Lavish Leadership
“Maybe Microsoft suffers from too much leadership.”
That surprising statement came from an industry analyst with one of the major groups. We were recently splitting lunch and enjoying some obscenely great Silicon Valley weather, discussing the tech industry as a whole and wondering if Microsoft might soon be known only as “The Xbox Company.” We mutually marveled at how seemingly inept Microsoft has become, with one market disaster after another. Since we both had experience with start-ups and big vendors alike, the discussion focused keenly on leadership and ossification.
You never want to be the leader for the former.
Microsoft has two primary problems when it comes to innovation, the first of which is that they remain consumed by former glories and the old ways of thinking. This same analyst told me that – at least until recently – Microsoft sized their markets based on the number of PCs in an organization, not the number of information workers. Like the IBM of old where all activities revolved around the mainframe, Microsoft revolves too much of its thinking around desktops. Given mobility and Microsoft’s late/flawed strategy for making mobile work, it may be that their PC inertia is throttling their other ambitions.
This is sadly amusing given that mobile is a very personal computing experience and Microsoft started as a personal computer company. To flounder so badly at this fundamentally personal computing pivot point would be perplexing were it not for historical comparisons. The most vivid is IBM, who despite bringing Microsoft to fame via the original PC, was myopically focused on their mainframes. Indeed, much of IBM’s PC business was constrained by making the little machines part of the mainframe ecosystem, not letting it evolve and profiting from that evolution. One could argue (and I will) that Windows 8 was an attempt to bridge mobile to maintain desktop superiority, and failed both markets.
This may be why my analyst friend thinks Microsoft suffers from too much leadership, for they led the Microsoft troops into creating a digital Frankenstein monster that was universally repulsive.
The intersection of markets, trends, leadership and management is conceptually simple. An organization is either ahead or behind a trend (really great companies create trends out of stuff thinner than air). This is where leadership is essential, because leading requires creating and communicating a vision of something that doesn’t exist. Even Microsoft demonstrates this from time to time as they did with their Xbox project, which was so tangent to desktop computing that Microsoft had no choice but to let the Xbox team take their own path.
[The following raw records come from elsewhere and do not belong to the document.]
PR #757, opened 2025-08-31
feat: Initial version of a key generation utility for ream

ch4r10t33r:
### What was wrong?

- Generation of a key pair for each message_type to be signed.
- Automatic storing of the generated keystore in the default paths.
- Partial implementation of the keystore file as per the new EIP (https://github.com/ReamLabs/EIPs/blob/010eb5698ccb94d12cc6b551aa61d7f02cb9b49a/EIPS/eip-new.md)

### To-Do

 

bin/ream/src/main.rs
```diff
@@ -380,13 +398,55 @@ pub async fn run_account_manager(mut config: AccountManagerConfig) {
...
-        &seed_phrase,
-        config.activation_epoch,
-        config.num_active_epochs,
-    );
+
+    // Parallelize key generation for each message type
+    let message_types: Vec<MessageType> = MessageType::iter().collect();
+
+    message_types
+        .par_iter()
```
syjn99: FYI) `key_gen` function is [already built on](https://github.com/b-wagn/hash-sig/blob/287517a763edba7e518b0c1ee5beb868f26f1f66/src/signature/generalized_xmss.rs#L123) parallelism.

ch4r10t33r: Yes, I am aware. This is me generating multiple keys in parallel (one for each message type). The PR is still WIP though.

.gitignore
```diff
@@ -27,3 +27,6 @@ testing/ef-tests/mainnet/*
 
 # DS_Store: Desktop Services Store
 .DS_Store
+
+# keystore
+.keystore
```
syjn99: Please add newline here.

crates/common/account_manager/src/keystore.rs
```diff
@@ -0,0 +1,327 @@
+use chrono::{DateTime, Utc};
+use hex;
+use rand;
+use serde::{Deserialize, Serialize};
+use uuid::Uuid;
+
+#[derive(Debug, Serialize, Deserialize, Clone)]
+pub struct QsKeystore {
```
syjn99: How about `QuantumSecureKeystore`? Is it too long? I'm not sure `Qs` is intuitive enough for inferring its meaning.

crates/common/account_manager/src/lib.rs
```diff
@@ -1,27 +1,51 @@
...
 pub fn generate_keys(
     seed_phrase: &str,
+    wallet_index: u32,
     activation_epoch: usize,
     num_active_epochs: usize,
+    passphrase: &str,
 ) -> (PublicKey, PrivateKey) {
     info!(
-        "Generating lean consensus validator keys  with activation_epoch={activation_epoch}, num_active_epochs={num_active_epochs}....."
+        "Generating lean consensus validator keys for index {} with activation_epoch={activation_epoch}, num_active_epochs={num_active_epochs}.....",
```
syjn99:
```suggestion
        "Generating lean consensus validator keys for index {wallet_index} with activation_epoch={activation_epoch}, num_active_epochs={num_active_epochs}.....",
```

Same as all logging lines like `info!` (will not comment those for not messing up the comment section)

bin/ream/src/main.rs
```diff
@@ -366,7 +369,22 @@ pub async fn run_validator_node(config: ValidatorNodeConfig, executor: ReamExecu
...
+        ║    ┌─ Generating Keys ─┐                              ║
+        ║    │ ████████████████ │ ▓▓▓ Cryptographic Keys        ║
+        ║    │ ████████████████ │ ▓▓▓ Message Attestation       ║
+        ║    └──────────────────┘                               ║
+        ║                                                       ║
+        ║    🔐 Secure • 🔑 Deterministic • 📝 Multi-Purpose    ║
+        ╚═══════════════════════════════════════════════════════╝
+        
+    "#
+    );
```
syjn99: What does this printing mean? Why are there white boxes in it? TBH I don't understand the full box.

bin/ream/src/cli/account_manager.rs
```diff
@@ -60,14 +77,32 @@ impl AccountManagerConfig {
...
     }
 
     pub fn get_seed_phrase(&self) -> String {
         if let Some(phrase) = &self.seed_phrase {
             phrase.clone()
         } else {
-            "default_seed_phrase".to_string()
+            // Generate a new BIP39 mnemonic with 24 words (256 bits of entropy)
+            let entropy: [u8; 32] = rand::random();
+            let mnemonic = Mnemonic::from_entropy_in(bip39::Language::English, &entropy).unwrap();
```
syjn99: Can you use `expect()`?

crates/common/account_manager/src/message_types.rs
```diff
@@ -0,0 +1,22 @@
+#[derive(Debug, Clone, Copy, PartialEq, Eq, Hash)]
+pub enum MessageType {
+    Attestation,
+    Blocks,
```
syjn99:
```suggestion
    Block,
```

Can this be singular? And also could you change the file name into `message_type.rs`?

bin/ream/src/cli/account_manager.rs
syjn99: Also just another nit here: can we just use `Mnemonic::from_entropy` so that we don't have to specify the language? That will also remove the explicit dependency of `bip39` in `./bin/ream/Cargo.toml`.

bin/ream/src/cli/account_manager.rs
```diff
@@ -24,13 +26,25 @@ pub struct AccountManagerConfig {
...
     /// Activation epoch for the validator
     #[arg(long, default_value_t = DEFAULT_ACTIVATION_EPOCH)]
     pub activation_epoch: usize,
 
     /// Number of active epochs
     #[arg(long, default_value_t = DEFAULT_NUM_ACTIVE_EPOCHS)]
     pub num_active_epochs: usize,
+
+    /// Path for keystore file
+    #[arg(long, default_value = "./.keystore/")]
```
syjn99: I think `./.keystore/` should be a constant so that it can be referenced in `main.rs` also.

bin/ream/src/main.rs
```diff
@@ -380,17 +398,58 @@ pub async fn run_account_manager(mut config: AccountManagerConfig) {
...
+            let keystore = QsKeystore::from_seed_phrase(
+                &seed_phrase,
+                config.lifetime as u32,
+                config.activation_epoch as u32,
+                Some(format!("Ream validator keystore for {:?}", message_type)),
+                Some(format!("m/44'/60'/0'/0/{}", index)),
+            );
+
+            // Write keystore to file with enum name
+            let filename = format!("{:?}.json", message_type);
```
syjn99: You can just implement `std::fmt::Display` trait to `MessageType` so that not using `Debug` trait here.

bin/ream/src/main.rs
```diff
@@ -380,17 +398,58 @@ pub async fn run_account_manager(mut config: AccountManagerConfig) {
...
+                index as u32,
+                config.activation_epoch,
+                config.num_active_epochs,
+                config.passphrase.as_deref().unwrap_or(""),
+            );
+
+            // Create keystore file using QsKeystore
+            let keystore = QsKeystore::from_seed_phrase(
+                &seed_phrase,
+                config.lifetime as u32,
```
syjn99: If `lifetime` should be under `2**32`, can we just define it as `u32`? Same comment for other parameters.

bin/ream/src/main.rs
```diff
@@ -380,17 +398,58 @@ pub async fn run_account_manager(mut config: AccountManagerConfig) {
...
+                config.activation_epoch as u32,
+                Some(format!("Ream validator keystore for {:?}", message_type)),
+                Some(format!("m/44'/60'/0'/0/{}", index)),
```
syjn99: This path is quite random, right? It's just for generating EOA (as `60` indicates). If you want to put it as a placeholder, I guess there's at least a comment for this.

bin/ream/src/main.rs
```diff
@@ -380,17 +398,58 @@ pub async fn run_account_manager(mut config: AccountManagerConfig) {
...
+
+            // Write keystore to file with enum name
+            let filename = format!("{:?}.json", message_type);
+            let keystore_file_path = keystore_dir.join(filename);
+            let keystore_json = keystore.to_json().expect("Failed to serialize keystore");
+
+            fs::write(&keystore_file_path, keystore_json).expect("Failed to write keystore file");
+
+            info!("Keystore written to: {:?}", keystore_file_path);
+            // info!("Public key for {:?}: {:?}", message_type, public_key.inner.to_string());
```
syjn99: Please delete this line if it is not for usage.

crates/common/account_manager/src/keystore.rs
```diff
@@ -0,0 +1,327 @@
...
+
+        let mut keystore = Self::new(crypto, keytype, uuid);
+        keystore.description = description;
+        keystore.path = path;
+
+        keystore
+    }
+
+    /// Validate the keystore structure
+    pub fn validate(&self) -> Result<(), String> {
```
syjn99: Can you make all values into a constant so that we can find it better after this PR? (e.g., version, argon2id, aes-256-gcm, ...)

crates/common/account_manager/src/keystore.rs
```diff
@@ -0,0 +1,327 @@
...
+        // Generate random nonce for AES-GCM (12 bytes)
+        let nonce = hex::encode(rand::random::<[u8; 12]>());
+
+        // Generate random tag for AES-GCM (16 bytes)
+        let tag = hex::encode(rand::random::<[u8; 16]>());
+
+        // Store the seed phrase as encrypted data (hex encoded)
+        let ciphertext = hex::encode(seed_phrase.as_bytes());
+
+        let kdf = KdfParams::new_full(65536, 3, 4, salt);
```
syjn99: Are `iterations` and `parallelism` different with your EIP document? (What I see is `iterations = 4` and `parallelism = 2`.)

bin/ream/Cargo.toml
```diff
@@ -17,17 +17,23 @@ path = "src/main.rs"
 [dependencies]
 alloy-primitives.workspace = true
 anyhow.workspace = true
+bip39.workspace = true
+chrono.workspace = true
```
syjn99: We don't need `chrono` here.

bin/ream/Cargo.toml
```diff
@@ -17,17 +17,23 @@ path = "src/main.rs"
...
 rand_chacha.workspace = true
+rayon.workspace = true
+serde.workspace = true
+serde_json.workspace = true
 tokio.workspace = true
 tracing = { workspace = true, features = ["log"] }
 tracing-subscriber = { workspace = true, features = ["env-filter"] }
 unicode-normalization.workspace = true
 url.workspace = true
+uuid.workspace = true
```
syjn99: We also don't need `uuid` here.

crates/common/account_manager/src/lib.rs
```diff
@@ -1,27 +1,51 @@
...
+        &mut <ChaCha20Rng as SeedableRng>::from_seed(derived_seed),
         activation_epoch,
         num_active_epochs,
-    )
+    );
+
+    // Display public key contents
+    match serde_json::to_string_pretty(&public_key.inner) {
+        Ok(json) => info!("Public key contents: {}", json),
+        Err(_) => info!("Public key generated successfully (could not serialize)"),
```
syjn99: What does this mean? Why aren't newly generated `public_key` serializable?

crates/common/account_manager/src/lib.rs
```diff
@@ -1,27 +1,51 @@
...
+    let seed = mnemonic.to_seed(passphrase);
+
+    // Create a deterministic seed based on the original seed and wallet index
     let mut hasher = Sha256::new();
-    hasher.update(seed_phrase.as_bytes());
-    let seed = hasher.finalize().into();
-    info!("Seed: {seed:?}");
+    hasher.update(seed);
+    hasher.update(wallet_index.to_be_bytes());
+    let derived_seed: [u8; 32] = hasher.finalize().into();
```
syjn99, line 35: TBH this part is hard to understand. It seems there is some arbitrary decisions you made like hashing `seed` with `wallet_index`. Also `passphrase` and `seed_phrase` are too confusing.

These rules shouldn't reside in the code, but at least there needs a document that I can refer to. (Apologizes if the doc exists, but I can't find it in your EIP.)

crates/common/account_manager/src/keystore.rs
```diff
@@ -0,0 +1,327 @@
...
+            KdfParamsInner::Full { salt, .. } | KdfParamsInner::Short { salt, .. } => {
+                self.validate_hex_string(salt, "salt")?;
+            }
+        }
+
+        Ok(())
+    }
+
+    /// Helper to validate hex strings
+    fn validate_hex_string(&self, hex_str: &str, field_name: &str) -> Result<(), String> {
```
syjn99: This doesn't have to member of `QsKeystore`. It is just a pure util function, right?

syjn99 (commented):
Most of the comments are about cosmetics for codebase consistency (like inlining variable in the logs...), and left some questions that comes into my mind while reading your code. Great job!

crates/common/account_manager/src/keystore.rs
KolbyML: Do we even need the words `QuantumSecure`, as the place we are going all Keystore's will be quantum secure, that is just the normal

crates/common/account_manager/src/lib.rs
```diff
@@ -1,27 +1,51 @@
...
+    let (public_key, private_key) = PrivateKey::generate(
+        &mut <ChaCha20Rng as SeedableRng>::from_seed(derived_seed),
         activation_epoch,
         num_active_epochs,
-    )
+    );
+
+    // Display public key contents
+    match serde_json::to_string_pretty(&public_key.inner) {
+        Ok(json) => info!("Public key contents: {}", json),
```
KolbyML: json should just be inlined

```suggestion
        Ok(json) => info!("Public key contents: {json}"),
```

crates/common/account_manager/src/lib.rs
KolbyML: why are we silencing the error?

crates/common/account_manager/src/keystore.rs
KolbyML: we should be using anyhow, our project should only use this_error or anyhow depending on the context

crates/common/account_manager/src/keystore.rs
```diff
@@ -0,0 +1,327 @@
...
+        if hex_str.chars().all(|c| c.is_ascii_hexdigit()) {
+            Ok(())
+        } else {
+            Err(format!("{} must be a valid hex string", field_name))
+        }
+    }
```
KolbyML:
```suggestion
    /// Helper to validate hex strings
    fn validate_hex_string(&self, hex_str: &str, field_name: &str) -> anyhow::Result<()> {
        ensure!(hex_str.chars().all(|c| c.is_ascii_hexdigit(), format!("{field_name} must be a valid hex string"));
        Ok(())
    }
```

please always inline variables in strings, also do Jun's suggestion, this doesn't have any logic unique to the keystore

crates/common/account_manager/src/keystore.rs
```diff
@@ -0,0 +1,327 @@
...
+            return Err("KDF function must be argon2id".to_string());
+        }
+
+        // Check cipher function
+        if self.crypto.cipher.function != "aes-256-gcm" {
+            return Err("Cipher function must be aes-256-gcm".to_string());
+        }
+
+        // Check keytype function
+        if self.keytype.function != "xmss-poisedon2-ots-seed" {
```
KolbyML: "xmss-poisedon2-ots-seed" should be a constant,

crates/common/account_manager/src/keystore.rs
```diff
@@ -0,0 +1,327 @@
...
+            return Err("quantum_secure must be true".to_string());
+        }
+
+        // Check KDF function
+        if self.crypto.kdf.function != "argon2id" {
+            return Err("KDF function must be argon2id".to_string());
+        }
+
+        // Check cipher function
+        if self.crypto.cipher.function != "aes-256-gcm" {
```
KolbyML: constant

crates/common/account_manager/src/keystore.rs
```diff
@@ -0,0 +1,327 @@
...
+            return Err("Version must be 5".to_string());
+        }
+
+        // Check quantum_secure flag
+        if !self.quantum_secure {
+            return Err("quantum_secure must be true".to_string());
+        }
+
+        // Check KDF function
+        if self.crypto.kdf.function != "argon2id" {
```
KolbyML: constant

I gave a few examples, there exure me others

crates/common/account_manager/src/keystore.rs
```diff
@@ -0,0 +1,327 @@
...
+
+        // Check cipher function
+        if self.crypto.cipher.function != "aes-256-gcm" {
+            return Err("Cipher function must be aes-256-gcm".to_string());
+        }
+
+        // Check keytype function
+        if self.keytype.function != "xmss-poisedon2-ots-seed" {
+            return Err("Keytype function must be xmss-poisedon2-ots-seed".to_string());
+        }
```
KolbyML: use ensure!() for all of these

crates/common/account_manager/src/keystore.rs
```diff
@@ -0,0 +1,327 @@
...
+        t: u32,
+        p: u32,
+        salt: String,
+    },
+}
+
+#[derive(Debug, Serialize, Deserialize, Clone)]
+pub struct CipherParams {
+    /// Cipher function name, must be "aes-256-gcm"
+    pub function: String,
```
KolbyML: this should be type enum not a string

bin/ream/src/main.rs
```diff
@@ -366,7 +369,22 @@ pub async fn run_validator_node(config: ValidatorNodeConfig, executor: ReamExecu
 /// This function initializes the account manager by validating the configuration,
 /// generating keys, and starting the account manager service.
 pub async fn run_account_manager(mut config: AccountManagerConfig) {
-    info!("starting up account manager...");
+    println!(
```
KolbyML: println! should never be used in production code

bin/ream/src/main.rs
```diff
@@ -380,17 +398,58 @@ pub async fn run_account_manager(mut config: AccountManagerConfig) {
 
     let seed_phrase = config.get_seed_phrase();
 
+    // Create keystore directory if it doesn't exist
+    let default_path = "./.keystore/".to_string();
+    let keystore_path = config.path.as_ref().unwrap_or(&default_path);
+    let keystore_dir = Path::new(keystore_path);
+    if !keystore_dir.exists() {
+        fs::create_dir_all(keystore_dir).expect("Failed to create keystore directory");
+        info!("Created keystore directory: {:?}", keystore_dir);
```
KolbyML: inline

bin/ream/src/main.rs
```diff
@@ -380,17 +398,58 @@ pub async fn run_account_manager(mut config: AccountManagerConfig) {
...
+                config.num_active_epochs,
+                config.passphrase.as_deref().unwrap_or(""),
+            );
+
+            // Create keystore file using QsKeystore
+            let keystore = QsKeystore::from_seed_phrase(
+                &seed_phrase,
+                config.lifetime as u32,
+                config.activation_epoch as u32,
+                Some(format!("Ream validator keystore for {:?}", message_type)),
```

Management is the essential antithesis of leadership. It is a more mechanical process, one driven by numbers and bureaucracy. Leadership into new markets requires decentralization and flexibility, whereas maintaining a product line leans on management. The tangent problem herein is that management can be infected by inertia, such as Microsoft counting PCs and not people as their market. For Microsoft to have a chance requires delivering different products to different groups, and this requires different groups within Microsoft lead by different visionaries, bridging teams only when necessary. It is a really good to have a single underlying software architecture, but leave the user experience and marketing thereof to decentralized team leaders. After delivering a core OS, separate servers, desktops, mobile and games entirely. Leave the applications group to decide on which platforms they can make a buck.
Microsoft may not have too much leadership, but what they have is too highly concentrated in a single place.